EXERCISE DETAILS: I'd like every record given again exactly, please.

** AVAILABLE DATA follows **

PR #2882, opened 2026-04-27
Generate URL Filter-squashed

### LINKED ISSUE #2703: Add method to easily generate a pre-filtered URL

samialfattani:
Fixes #2703

This PR adds a function to generate a URL with filter arguements including all types of filters (Like, NotLike, Greater....etc) and including both indexed (`flt2_3=xx`) and named (`flt3_email_like=@example.com`)

**Usage:**
```
    filtered_url = view.url_for(
        search="exam",
        filters=[
            filters.FilterLike(Model1.test1, "Email", url_value="@example.com"),
            filters.BooleanEqualFilter(Model1.bool_field, "active", url_value=False),
            filters.FloatGreaterFilter(Model1.test5, "Salary", url_value=15.3),
        ],
    )
```

**Output:**
`/admin/user/?search=exam&flt0_0=@example.com&flt1_21=0&flt2_16=15.3`

**Output with named parameters:**
`/admin/user/?search=exam&flt0_test1_contains=@example.com&flt1_bool_field_equals=0&flt4_test2_greater_than=15.3`

### DIFF
--- a/doc/api/mod_model_filters.rst
+++ b/doc/api/mod_model_filters.rst
@@ -1,0 +1,8 @@
+``flask_admin.model.filters``
+==============================
+
+.. automodule:: flask_admin.model.filters
+
+    .. autoclass:: BaseFilter
+        :members:
+        :exclude-members: get_url_argument
--- a/doc/api/mod_model_filters.rst
+++ b/doc/api/mod_model_filters.rst
@@ -5,4 +5,3 @@
 
     .. autoclass:: BaseFilter
         :members:
-        :exclude-members: get_url_argument
--- a/examples/bootstrap4/files/d1/dummy3.js
+++ b/examples/bootstrap4/files/d1/dummy3.js
@@ -1,0 +1,1 @@
+console.log('Hello from dummy3.js');
--- a/examples/bootstrap4/files/d1/dummy3.js
+++ b/examples/bootstrap4/files/d1/dummy3.js
@@ -1,1 +1,0 @@
-console.log('Hello from dummy3.js');
--- a/examples/pymongo_simple/main.py
+++ b/examples/pymongo_simple/main.py
@@ -112,6 +112,51 @@ if __name__ == "__main__":
         conn: MongoClient[Any] = MongoClient(mongo.get_connection_url())
         db = conn.test
 
+        # Insert 5 users
+        users = [
+            {"name": "Alice", "email": "alice@example.com", "password": "pass123"},
+            {"name": "Bob", "email": "bob@example.com", "password": "pass456"},
+            {"name": "Charlie", "email": "charlie@example.com", "password": "pass789"},
+            {"name": "Diana", "email": "diana@example.com", "password": "pass321"},
+            {"name": "Eve", "email": "eve@example.com", "password": "pass654"},
+        ]
+        user_ids = db.user.insert_many(users).inserted_ids
+
+        # Insert some tweets
+        tweets = [
+            {
+                "name": "tweet1",
+                "user_id": user_ids[0],
+                "text": "Hello World!",
+                "testie": True,
+            },
+            {
+                "name": "tweet2",
+                "user_id": user_ids[1],
+                "text": "Flask is awesome",
+                "testie": False,
+            },
+            {
+                "name": "tweet3",
+                "user_id": user_ids[0],
+                "text": "Learning MongoDB",
+                "testie": True,
+            },
+            {
+                "name": "tweet4",
+                "user_id": user_ids[2],
+                "text": "Python rocks!",
+                "testie": False,
+            },
+            {
+                "name": "tweet5",
+                "user_id": user_ids[3],
+                "text": "Admin interface demo",
+                "testie": True,
+            },
+        ]
+        db.tweet.insert_many(tweets)
+
         admin.add_view(UserView(db.user, "User"))
         admin.add_view(TweetView(db.tweet, "Tweets"))
 
--- a/flask_admin/contrib/mongoengine/filters.py
+++ b/flask_admin/contrib/mongoengine/filters.py
@@ -100,7 +100,7 @@ class FilterSmaller(BaseMongoEngineFilter):
         return lazy_gettext("smaller than")
 
 
-class FilterEmpty(BaseMongoEngineFilter, filters.BaseBooleanFilter):
+class FilterEmpty(BaseMongoEngineFilter, filters.BaseEmptyFilter):
     def apply(self, query: QuerySet, value: t.Any) -> QuerySet:
         if value == "1":
             flt = {str(self.column): None}
--- a/flask_admin/contrib/mongoengine/filters.py
+++ b/flask_admin/contrib/mongoengine/filters.py
@@ -38,7 +38,7 @@ class BaseMongoEngineFilter(filters.BaseFilter):
         :param data_type:
             Client data type
         """
-        super().__init__(name, options, data_type)
+        super().__init__(name, options, data_type, column=column)
 
         self.column = column
 
@@ -131,6 +131,9 @@ class FilterInList(BaseMongoEngineFilter):
 
     def operation(self) -> T_TRANSLATABLE:
         return lazy_gettext("in list")
+
+    def stringify(self, value: t.Any) -> str:
+        return ",".join(str(v) for v in value)
 
 
 class FilterNotInList(FilterInList):
--- a/flask_admin/contrib/peewee/filters.py
+++ b/flask_admin/contrib/peewee/filters.py
@@ -33,9 +33,9 @@ class BasePeeweeFilter(filters.BaseFilter):
         :param data_type:
             Client data type
         """
-        super().__init__(name, options, data_type)
+        super().__init__(name, options, data_type, column=column)
 
-        self.column = column
+        self.column: t.Any = column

** End of AVAILABLE DATA **

EXERCISE OUTPUT:
PR #2882, opened 2026-04-27
Generate URL Filter-squashed

### LINKED ISSUE #2703: Add method to easily generate a pre-filtered URL

samialfattani:
Fixes #2703

This PR adds a function to generate a URL with filter arguements including all types of filters (Like, NotLike, Greater....etc) and including both indexed (`flt2_3=xx`) and named (`flt3_email_like=@example.com`)

**Usage:**
```
    filtered_url = view.url_for(
        search="exam",
        filters=[
            filters.FilterLike(Model1.test1, "Email", url_value="@example.com"),
            filters.BooleanEqualFilter(Model1.bool_field, "active", url_value=False),
            filters.FloatGreaterFilter(Model1.test5, "Salary", url_value=15.3),
        ],
    )
```

**Output:**
`/admin/user/?search=exam&flt0_0=@example.com&flt1_21=0&flt2_16=15.3`

**Output with named parameters:**
`/admin/user/?search=exam&flt0_test1_contains=@example.com&flt1_bool_field_equals=0&flt4_test2_greater_than=15.3`

### DIFF
--- a/doc/api/mod_model_filters.rst
+++ b/doc/api/mod_model_filters.rst
@@ -1,0 +1,8 @@
+``flask_admin.model.filters``
+==============================
+
+.. automodule:: flask_admin.model.filters
+
+    .. autoclass:: BaseFilter
+        :members:
+        :exclude-members: get_url_argument
--- a/doc/api/mod_model_filters.rst
+++ b/doc/api/mod_model_filters.rst
@@ -5,4 +5,3 @@
 
     .. autoclass:: BaseFilter
         :members:
-        :exclude-members: get_url_argument
--- a/examples/bootstrap4/files/d1/dummy3.js
+++ b/examples/bootstrap4/files/d1/dummy3.js
@@ -1,0 +1,1 @@
+console.log('Hello from dummy3.js');
--- a/examples/bootstrap4/files/d1/dummy3.js
+++ b/examples/bootstrap4/files/d1/dummy3.js
@@ -1,1 +1,0 @@
-console.log('Hello from dummy3.js');
--- a/examples/pymongo_simple/main.py
+++ b/examples/pymongo_simple/main.py
@@ -112,6 +112,51 @@ if __name__ == "__main__":
         conn: MongoClient[Any] = MongoClient(mongo.get_connection_url())
         db = conn.test
 
+        # Insert 5 users
+        users = [
+            {"name": "Alice", "email": "alice@example.com", "password": "pass123"},
+            {"name": "Bob", "email": "bob@example.com", "password": "pass456"},
+            {"name": "Charlie", "email": "charlie@example.com", "password": "pass789"},
+            {"name": "Diana", "email": "diana@example.com", "password": "pass321"},
+            {"name": "Eve", "email": "eve@example.com", "password": "pass654"},
+        ]
+        user_ids = db.user.insert_many(users).inserted_ids
+
+        # Insert some tweets
+        tweets = [
+            {
+                "name": "tweet1",
+                "user_id": user_ids[0],
+                "text": "Hello World!",
+                "testie": True,
+            },
+            {
+                "name": "tweet2",
+                "user_id": user_ids[1],
+                "text": "Flask is awesome",
+                "testie": False,
+            },
+            {
+                "name": "tweet3",
+                "user_id": user_ids[0],
+                "text": "Learning MongoDB",
+                "testie": True,
+            },
+            {
+                "name": "tweet4",
+                "user_id": user_ids[2],
+                "text": "Python rocks!",
+                "testie": False,
+            },
+            {
+                "name": "tweet5",
+                "user_id": user_ids[3],
+                "text": "Admin interface demo",
+                "testie": True,
+            },
+        ]
+        db.tweet.insert_many(tweets)
+
         admin.add_view(UserView(db.user, "User"))
         admin.add_view(TweetView(db.tweet, "Tweets"))
 
--- a/flask_admin/contrib/mongoengine/filters.py
+++ b/flask_admin/contrib/mongoengine/filters.py
@@ -100,7 +100,7 @@ class FilterSmaller(BaseMongoEngineFilter):
         return lazy_gettext("smaller than")
 
 
-class FilterEmpty(BaseMongoEngineFilter, filters.BaseBooleanFilter):
+class FilterEmpty(BaseMongoEngineFilter, filters.BaseEmptyFilter):
     def apply(self, query: QuerySet, value: t.Any) -> QuerySet:
         if value == "1":
             flt = {str(self.column): None}
--- a/flask_admin/contrib/mongoengine/filters.py
+++ b/flask_admin/contrib/mongoengine/filters.py
@@ -38,7 +38,7 @@ class BaseMongoEngineFilter(filters.BaseFilter):
         :param data_type:
             Client data type
         """
-        super().__init__(name, options, data_type)
+        super().__init__(name, options, data_type, column=column)
 
         self.column = column
 
@@ -131,6 +131,9 @@ class FilterInList(BaseMongoEngineFilter):
 
     def operation(self) -> T_TRANSLATABLE:
         return lazy_gettext("in list")
+
+    def stringify(self, value: t.Any) -> str:
+        return ",".join(str(v) for v in value)
 
 
 class FilterNotInList(FilterInList):
--- a/flask_admin/contrib/peewee/filters.py
+++ b/flask_admin/contrib/peewee/filters.py
@@ -33,9 +33,9 @@ class BasePeeweeFilter(filters.BaseFilter):
         :param data_type:
             Client data type
         """
-        super().__init__(name, options, data_type)
+        super().__init__(name, options, data_type, column=column)
 
-        self.column = column
+        self.column: t.Any = column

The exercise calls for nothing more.